Anche tu adori lo shopping?
«Non proprio, faccio pochi acquisti e quando li faccio spesso si rivelano sbagliati. Insomma, non sono come Rebecca…».
Cosa intendi dire?
«Rebecca si comporta come i bambini, ha una folle passione per le cose nuove, e sino a quando non ha quello che vuole non si dà pace. Si innamora di tutto ciò che vede, lo compra e crea così il suo stile unico. Lei è padrona del suo look e sa gestire la sua immagine».
Tu no?
«No, sono piuttosto semplice, mi bastano un jeans e una maglietta».

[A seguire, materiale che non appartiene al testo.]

PR #646, opened 2025-12-24
repair: add DMR block_id requests

AshwinSekar:
#### Problem
We removed the CMR based requests but need to add the DMR based ones

#### Summary of Changes
Screenshot 2025-12-05 at 1 24 40 PM

- add `ParentAndFecSetCount` equivalent of `getSliceCount`, rather than returning the final FEC set root it returns the parent. Reponse type is (fec_set_count, ParentMeta, proof that ParentMeta -> DMR)
- add `FecSetRoot` equilvalent of `getSliceHash` -> Response type is (fec_set_root, proof that fec_set_root -> DMR)
- `get_shred` was added in the previous PR

### DIFF
--- a/core/src/repair/serve_repair.rs
+++ b/core/src/repair/serve_repair.rs
@@ -372,7 +372,7 @@ type PingCache = ping_pong::PingCache<REPAIR_PING_TOKEN_SIZE>;
 
 /// Window protocol messages
 /// Appending new messages here is safe as long as it is feature gated.
-/// Changing the format of an existing message is posisble but not advised.
+/// Changing the format of an existing message is possible but not advised.
 /// Removing a message is possible by first removing the sender and feature gating the response.
 /// The message can then be removed once the feature gate is active and there are no responders.
 #[cfg_attr(


core/src/repair/serve_repair.rs
```diff
@@ -205,6 +210,94 @@ impl RequestResponse for AncestorHashesRepairType {
...
+    #[allow(dead_code)]
+    ParentAndFecSetCount { slot: Slot, block_id: Hash },
+
+    #[allow(dead_code)]
+    FecSetRoot {
+        slot: Slot,
+        block_id: Hash,
+        fec_set_index: u32,
+    },
+}
```
AshwinSekar, line 225: Similar to ancestor hashes this will run via a different service / socket in next PR.

core/src/repair/serve_repair.rs
```diff
@@ -205,6 +210,94 @@ impl RequestResponse for AncestorHashesRepairType {
...
+    type Response = BlockIdRepairResponse;
+
+    fn num_expected_responses(&self) -> u32 {
+        // The only variable in the response are the merkle proofs.
+        // Even assuming an extreme of u64::MAX fec sets, that corresponds to
+        // 63 * 20 = 1260 bytes for a proof which fits in one packet.
+        1
+    }
+
+    fn verify_response(&self, response: &Self::Response) -> bool {
```
AshwinSekar, line 251: recap of how repair verification works:
- repair requests are nonced
- requester will add to OutstandingRequests
- when received we validate against the nonce
- And lookup the OutstandingRequest to validate against the requests

essentially this code will run before any meaningful action is taken, so we're guaranteed that the merkle aspects of the response check out.

AshwinSekar: similar for the already implemented `getShred`:
https://github.com/anza-xyz/alpenglow/blob/572e25685c2cf928361b1e9e5ca0f8afd9265cca/core/src/repair/serve_repair.rs#L167-L176

however this goes through the "main" repair pathway as it needs to be sigverified

ledger/src/shred/merkle_tree.rs
```diff
@@ -124,13 +124,25 @@ where
         .ok_or(Error::InvalidMerkleProof)
 }
 
+/// Given a flattened merkle `proof` for `node` at `index`,
+/// verify the proof against merkle root `root`
+pub fn verify_merkle_proof(node: Hash, index: usize, proof: &[u8], expected_root: Hash) -> Result<bool, Error> {
```
bw-solana: a little awkward returning `Result` wrapping a `bool`.

Could we just return `Result` and have the false case be an error? Or do we expect callers to handle these cases separately?

If the latter, might be nice to call out the differences in function header here (invalid merkle proof vs. mismatched against expected)

core/src/repair/serve_repair.rs
```diff
@@ -583,18 +749,25 @@ impl ServeRepair {
...
+                            *shred_index,
+                            *block_id,
+                            *nonce,
+                        );
+                        if batch.is_none() {
+                            stats.window_index_for_block_id_misses += 1;
+                        }
+                        (batch, "WindowIndexForBlockIdWithNonce")
+                    } else {
+                        (None, "WindowIndexForBlockIdWithNonce")
```
bw-solana: nit: could consider tiny dedup by doing something like
```rust
let batch = if migration status ...
} else {
    None
};

(batch, "WindowIndexForBlockIdWithNonce")
```

core/src/repair/serve_repair.rs
```diff
@@ -270,7 +367,7 @@ type PingCache = ping_pong::PingCache<REPAIR_PING_TOKEN_SIZE>;
 #[cfg_attr(
     feature = "frozen-abi",
     derive(AbiEnumVisitor, AbiExample),
-    frozen_abi(digest = "H4x6ESrXXSWgh9M5Kw3ryDww2okbEUW36V9BJUVZU17V")
+    frozen_abi(digest = "7XVfjbxcWhiwubU3BkE5QPT6qQLkKBraYGhAHZKWx6UZ")
```
bw-solana, line 381: Is the plan that serdes will "just work" given we're appending only?

core/src/repair/serve_repair.rs
```diff
@@ -205,6 +210,94 @@ impl RequestResponse for AncestorHashesRepairType {
...
+                    fec_set_count,
+                    parent_info: (parent_slot, parent_block_id),
+                    parent_proof,
+                },
+            ) => {
+                if *fec_set_count > MAX_FEC_SETS_PER_SLOT {
+                    return false;
+                }
+
+                let proof_size = merkle_tree::get_proof_size(fec_set_count + 1);
```
bw-solana, line 269: why +1?

core/src/repair/serve_repair.rs
```diff
@@ -205,6 +210,94 @@ impl RequestResponse for AncestorHashesRepairType {
...
+                if parent_proof.len() != proof_size as usize * SIZE_OF_MERKLE_PROOF_ENTRY {
+                    return false;
+                }
+
+                let node = hashv(&[&parent_slot.to_le_bytes(), parent_block_id.as_ref()]);
```
bw-solana: we're using node in quite a few places. I'm going back and forth on if we should be more verbose here to make it clear this is a node in the context of the merkle tree (as opposed to the other 100 definitions of node we have)

core/src/repair/repair_handler.rs
```diff
@@ -172,6 +172,121 @@ pub trait RepairHandler {
...
+            .meta_from_location(slot, location)
+            .unwrap()
+            .unwrap()
+            .is_full());
+
+        let double_merkle_meta = self
+            .blockstore()
+            .get_double_merkle_meta(slot, location)
+            .expect("Unable to fetch double merkle meta")
+            .expect("If location exists, double merkle meta must be populated");
```
bw-solana, line 198: do we insert these together as a transaction into blockstore? Just wondering if there is any possible race here

core/src/repair/repair_handler.rs
```diff
@@ -172,6 +172,121 @@ pub trait RepairHandler {
...
+        )
+        .expect("Packet construction cannot fail");
+
+        Some(PacketBatch::from(
+            PinnedPacketBatch::new_unpinned_with_recycler_data(
+                recycler,
+                "run_parent_fec_set_count",
+                vec![packet],
+            ),
+        ))
```
bw-solana: we duplicate this code a bunch of times. Would be nice to rethink the abstraction a bit at some point

core/src/repair/serve_repair.rs
AshwinSekar: yep, I added a comment to clear this up. We're safe here because the usage of these new messages is feature gated https://github.com/anza-xyz/alpenglow/pull/646/commits/7b9ee584aab98ecf2f8d285775cf563c8e16c507

core/src/repair/serve_repair.rs
AshwinSekar: it's because we have an additional leaf (the parent info). I've added a comment https://github.com/anza-xyz/alpenglow/pull/646/commits/7d5a3ebba32a92625337d3b748df752d5b43aefa

ledger/src/shred/merkle_tree.rs
AshwinSekar: we ignore the exact error anyway and convert to false. Just made it return a Result instead https://github.com/anza-xyz/alpenglow/pull/646/commits/c0e710e99c1101cc58b6c88c4847a1828f2070d6

core/src/repair/serve_repair.rs
AshwinSekar: done https://github.com/anza-xyz/alpenglow/pull/646/commits/1e339af20dc6d3df536c660e0c3c80b6b020a237

core/src/repair/serve_repair.rs
AshwinSekar: that's a fair point renamed

core/src/repair/repair_handler.rs
AshwinSekar: no race here, the location is entirely based on the double merkle meta column now (no more BlockVersions column). So it's impossible for location to exist without the double merkle meta column being populated.

core/src/repair/repair_handler.rs
AshwinSekar: done https://github.com/anza-xyz/alpenglow/pull/646/commits/adef7f7f93480091c9beb360650de7864d69fa1c

bw-solana (approved):

PR #647, opened 2025-12-24
block component: new constructors simplify component creation

ksn6:
Introducing a few new constructors to `VersionedBlockMarker` to simplify component creation.

### DIFF
--- a/poh/src/poh_recorder.rs
+++ b/poh/src/poh_recorder.rs
@@ -598,7 +598,7 @@ impl PohRecorder {
         let mut footer = footer.clone();
         footer.bank_hash = working_bank.bank.hash();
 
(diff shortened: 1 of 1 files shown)


poh/src/poh_recorder.rs
```diff
@@ -600,9 +598,7 @@ impl PohRecorder {
         let mut footer = footer.clone();
         footer.bank_hash = working_bank.bank.hash();
 
-        let footer = VersionedBlockFooter::V1(footer.clone());
-        let footer = BlockMarkerV1::new_block_footer(footer);
-        let footer = VersionedBlockMarker::V1(footer);
+        let footer = VersionedBlockMarker::new_block_footer(footer.clone());
```
wen-coding: nit: do you still need the .clone() here?

PR #648, opened 2025-12-25
migration: verify genesis certificate block marker

### LINKED ISSUE #609: Verify GenesisCertificate in blockstore processor
#### Problem
Right now if the genesis certificate is ingested from A2A it's verified in bls_sigverifier.
However if it is ingested via a block marker it is not verified.

#### Proposed Solution
Once the verification functions are moved outside of core, update the replay pathway to verify the certificate.

AshwinSekar:
#### Problem
The GenesisCertificate block marker is not actually verified. This means anyone malicious can send an alpenglow block w/ the marker and force the migration to succeed 😅 

#### Summary of Changes
Actually verify the certificate before accepting the block and enabling alpenglow.

Fixes #609

### DIFF
--- a/runtime/src/block_component_processor.rs
+++ b/runtime/src/block_component_processor.rs
@@ -218,10 +218,21 @@ impl BlockComponentProcessor {
                 .get_pubkey_and_stake(rank)
                 .map(|(_, bls_pubkey, stake)| (*bls_pubkey, *stake))
         })
-        .map_err(|_| BlockComponentProcessorError::GenesisCertificateFailedVerification)?;
+        .map_err(|_| {
+            warn!(
+                "Failed to verify genesis certificate for {slot} in bank slot {}",
+                bank.slot()
+            );
+            BlockComponentProcessorError::GenesisCertificateFailedVerification
+        })?;
 
         let genesis_percent = Fraction::new(genesis_stake, NonZeroU64::new(total_stake).unwrap());
         if genesis_percent < GENESIS_VOTE_THRESHOLD {
+            warn!(
+                "Recieived a genesis certificate for {slot} in bank slot {} with \
+                 {genesis_percent} stake < {GENESIS_VOTE_THRESHOLD}",
+                bank.slot()
+            );
             return Err(BlockComponentProcessorError::GenesisCertificateFailedVerification);
         }
 


runtime/src/block_component_processor.rs
```diff
@@ -194,6 +200,35 @@ impl BlockComponentProcessor {
         Ok(())
     }
 
+    fn verify_genesis_certificate(
```
AshwinSekar, line 203: just a copy paste from the bls sigverifier code:

https://github.com/anza-xyz/alpenglow/blob/572e25685c2cf928361b1e9e5ca0f8afd9265cca/core/src/bls_sigverify/bls_sigverifier.rs#L50-L54

https://github.com/anza-xyz/alpenglow/blob/572e25685c2cf928361b1e9e5ca0f8afd9265cca/core/src/bls_sigverify/bls_sigverifier.rs#L508-L515

runtime/src/block_component_processor.rs
```diff
@@ -194,6 +200,35 @@ impl BlockComponentProcessor {
...
+        let epoch = bank.epoch_schedule().get_epoch(slot);
+        let epoch_stakes = bank
+            .epoch_stakes_map()
+            .get(&epoch)
+            .ok_or(BlockComponentProcessorError::GenesisCertificateFailedVerification)?;
+        let key_to_rank_map = epoch_stakes.bls_pubkey_to_rank_map();
+        let total_stake = epoch_stakes.total_stake();
+
+        let genesis_stake =
+            cert_verify::verify_votor_message_certificate(cert, key_to_rank_map.len(), |rank| {
```
bw-solana: can just import `verify_votor_message_certificate`

runtime/src/block_component_processor.rs
```diff
@@ -194,6 +200,35 @@ impl BlockComponentProcessor {
...
+                key_to_rank_map
+                    .get_pubkey_and_stake(rank)
+                    .map(|(_, bls_pubkey, stake)| (*bls_pubkey, *stake))
+            })
+            .map_err(|_| BlockComponentProcessorError::GenesisCertificateFailedVerification)?;
+
+        let genesis_percent = Fraction::new(genesis_stake, NonZeroU64::new(total_stake).unwrap());
```
bw-solana, line 229: should we just check `total_stake` is non-zero and return error here?

AshwinSekar: I did think about it, but if `total_stake` is `0` we're already screwed. Probably `epoch_stakes.total_stake()` should be returning a `NonZero`.

runtime/src/block_component_processor.rs
```diff
@@ -21,6 +26,8 @@ pub enum BlockComponentProcessorError {
     GenesisCertificateInAlpenglowCluster,
     #[error("GenesisCertificate marker detected on a block which is not a child of genesis")]
     GenesisCertificateOnNonChild,
+    #[error("GenesisCertificate was invalid and failed to verify")]
+    GenesisCertificateFailedVerification,
```
wen-coding, line 30: nit: maybe we should give detailed reason why verification failed?

runtime/src/block_component_processor.rs
wen-coding: Do you think I should merge common code into bls_sigverify module?

runtime/src/block_component_processor.rs
```diff
@@ -194,6 +200,34 @@ impl BlockComponentProcessor {
...
+            .ok_or(BlockComponentProcessorError::GenesisCertificateFailedVerification)?;
+        let key_to_rank_map = epoch_stakes.bls_pubkey_to_rank_map();
+        let total_stake = epoch_stakes.total_stake();
+
+        let genesis_stake = verify_votor_message_certificate(cert, key_to_rank_map.len(), |rank| {
+            key_to_rank_map
+                .get_pubkey_and_stake(rank)
+                .map(|(_, bls_pubkey, stake)| (*bls_pubkey, *stake))
+        })
+        .map_err(|_| BlockComponentProcessorError::GenesisCertificateFailedVerification)?;
```
wen-coding: nit: if we choose to discard the error, we probably should just warn! here.

runtime/src/block_component_processor.rs
```diff
@@ -194,6 +200,34 @@ impl BlockComponentProcessor {
...
+
+        let genesis_percent = Fraction::new(genesis_stake, NonZeroU64::new(total_stake).unwrap());
+        if genesis_percent < GENESIS_VOTE_THRESHOLD {
```
wen-coding, line 230: nit: can we add a warn! here and print the genesis_percent we calculated for debugging?

runtime/src/block_component_processor.rs
AshwinSekar: If it's easy go for it, but not a priority

runtime/src/block_component_processor.rs
AshwinSekar: I kept it as one Error but added warn! logs like you suggested

runtime/src/block_component_processor.rs
wen-coding: That's fine, you can submit as is and we can refactor later.

PR #649, opened 2026-01-05
Populate finalization certs in block footer.

wen-coding:
#### Problem
Per SIMD 402, populate finalization certs in block footer.

#### Summary of Changes
- Rework highest_finalized_with_notarized so it now tracks certs in stead of slot and fast_finalize
- Pass highest_finalized information from consensus pool to block_creation_loop
- Also add a constructor for FinalCertificate in block_component so it converts given finalization certs to the format fit for block footer

### DIFF
--- a/Cargo.lock
+++ b/Cargo.lock
@@ -13052,6 +13052,7 @@ dependencies = [
  "futures-core",
  "futures-io",
  "futures-sink",
+ "futures-util",
  "pin-project-lite",
  "tokio",
 ]
--- a/bench-streamer/src/main.rs
+++ b/bench-streamer/src/main.rs
@@ -140,7 +140,7 @@ fn main() -> Result<()> {
                 packet_sender,
                 recycler.clone(),
                 stats.clone(),
-                Some(Duration::from_millis(1)), // coalesce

Eppure ci sarà qualcosa a cui non resisti…
«Borse e scarpe, ne ho così tante che a volte mi dimentico di averle comprate. Ma la mia vera passione è il cibo».
Come?
«Adoro cucinare, compro molti libri di ricette e vado in cerca delle cose più strane».
Vorrei sapere se hai mai fatto pazzie per qualcosa: nel film Becky pur di comprarsi una sciarpa racconta una grossa bugia…
«Sì! Ho comprato un’automobile, la mia prima automobile! E l’ho fatto solo perché volevo uscire con il rivenditore». E poi cos’è successo?
«Niente da fare…il mio gesto non l’ha conquistato».
Però hai conquistato un uomo tra i più folli del pianeta…
«Sacha è davvero forte… Quando ci ritroviamo a casa, a cena, e parliamo della nostra giornata, al posto di chiedergli se è andata bene sul lavoro, gli chiedo se è stato denunciato, picchiato, o se è a casa sotto cauzione…».